DeepMind’s Genie 3 pushes AI world models into real-time, interactive, and highly realistic territory
Google DeepMind has unveiled Genie 3, its most advanced “world model” to date, capable of generating vast, dynamic environments from simple text prompts — and letting users explore them in real time.
The breakthrough system can create interactive worlds running at 24 frames per second in 720p resolution, maintaining visual and physical consistency for several minutes. That consistency, which extends up to a minute of “visual memory,” allows users to revisit areas and see them exactly as they left them.
World models are AI systems designed to simulate and predict how environments evolve and respond to actions — a crucial step toward artificial general intelligence. They allow AI agents to train within unlimited, richly detailed simulations. DeepMind’s earlier Genie 1 and Genie 2 models could already produce new environments, but Genie 3 marks the first time the technology allows real-time interaction with improved realism.

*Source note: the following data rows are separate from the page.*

PR #772, opened 2022-12-27
jv-array-list first solution

kcasPilot:


src/main/java/core/basesyntax/ArrayList.java
```diff
@@ -1,48 +1,103 @@
...
+        if (size == dataArray.length) {
+            T[] temporaryArray = (T[]) new Object[size + (size >> 1)];
+            System.arraycopy(dataArray, 0, temporaryArray, 0, size);
+            this.dataArray = temporaryArray;
+        }
+    }
+
+    private void checkIndex(int index, int range) {
+        if (index < 0 || index > range) {
+            throw new ArrayListIndexOutOfBoundsException("Index is out of available range");
```
aleksandr-bevza, line 100: Include index and size to this message

src/main/java/core/basesyntax/ArrayList.java
```diff
@@ -1,48 +1,103 @@
...
+
+    public ArrayList() {
+        this.dataArray = (T[]) new Object[DEFAULT_ARRAY_SIZE];
+    }
+
     @Override
     public void add(T value) {
-
+        checkAndGrowArraySize();
+        this.dataArray[size] = value;
```
aleksandr-bevza, line 17: "this" is no needed here. It will be added by default, no need to write it. Fix in other places
```suggestion
        dataArray[size] = value;
```

aleksandr-bevza (changes requested):
Good job! Just small fixes needed

zachar-chorny (approved):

Demonstrations of Genie 3 show its ability to simulate diverse settings, from volcanic landscapes navigated by off-road robots, to coastal roads battered by hurricanes, to deep-sea jellyfish schools drifting past hydrothermal vents. It can also generate lush forests teeming with wildlife, historical reconstructions like the palace of Knossos, and fantastical worlds with animated creatures, floating mountains, or whimsical mushroom houses.

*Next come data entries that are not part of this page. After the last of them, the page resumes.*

PR #775, opened 2023-01-01
added proper solution for this task

polikarpov13:


src/main/java/core/basesyntax/ArrayList.java
```diff
@@ -1,48 +1,129 @@
...
+import java.util.NoSuchElementException;
+
 public class ArrayList<T> implements List<T> {
-    @Override
-    public void add(T value) {
+    private static final int DEFAULT_SIZE = 10;
+    private Object[] values;
+    private int size;
+    private int arraySize = DEFAULT_SIZE;
+    private T removedObject;
```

The model can reproduce natural phenomena such as lightning, water flow, and environmental physics with striking realism. It can also handle more imaginative prompts — for example, a firefly exploring an enchanted forest or a giant gorilla in elaborate period clothing wandering through overgrown mansions.
Embed from Getty ImagesUnlike traditional video generation, Genie 3 must update environments frame by frame in response to user input. The system accounts for an ever-growing trajectory of actions, ensuring that each frame reflects not only the immediate action but also the long-term state of the world. This allows for promptable world events — changes triggered by text commands — enabling users to alter weather, add objects, or introduce characters mid-simulation. DeepMind says this capability vastly expands the potential for “what if” scenarios, valuable for both immersive entertainment and AI training.
Maintaining consistency over long horizons is a known hurdle for generative models. Traditional 3D techniques like Neural Radiance Fields or Gaussian Splatting achieve consistency by using fixed 3D representations, but these limit dynamism. Genie 3 generates each frame from scratch, informed by previous context, making its worlds more adaptable and rich. That technical leap required efficiency breakthroughs, as the model must process complex world states multiple times per second to keep pace with user inputs — all while preserving detail and physical accuracy.
DeepMind emphasises that Genie 3 is not just a visual showcase. It is designed for embodied agent research, enabling AI systems to learn in endlessly varied environments. The technology also offers possibilities for interactive education, gaming, scientific simulations, and historical reconstructions.
While Genie 3 represents a major step forward, DeepMind notes its limitations: environments can drift or lose accuracy over time, and performance may vary with more complex prompts. Responsible deployment, the team says, will be key as the technology advances toward broader public use.
For now, Genie 3 stands as a milestone in AI simulation, offering a glimpse into a future where humans and machines can co-create worlds in real time — and explore them together.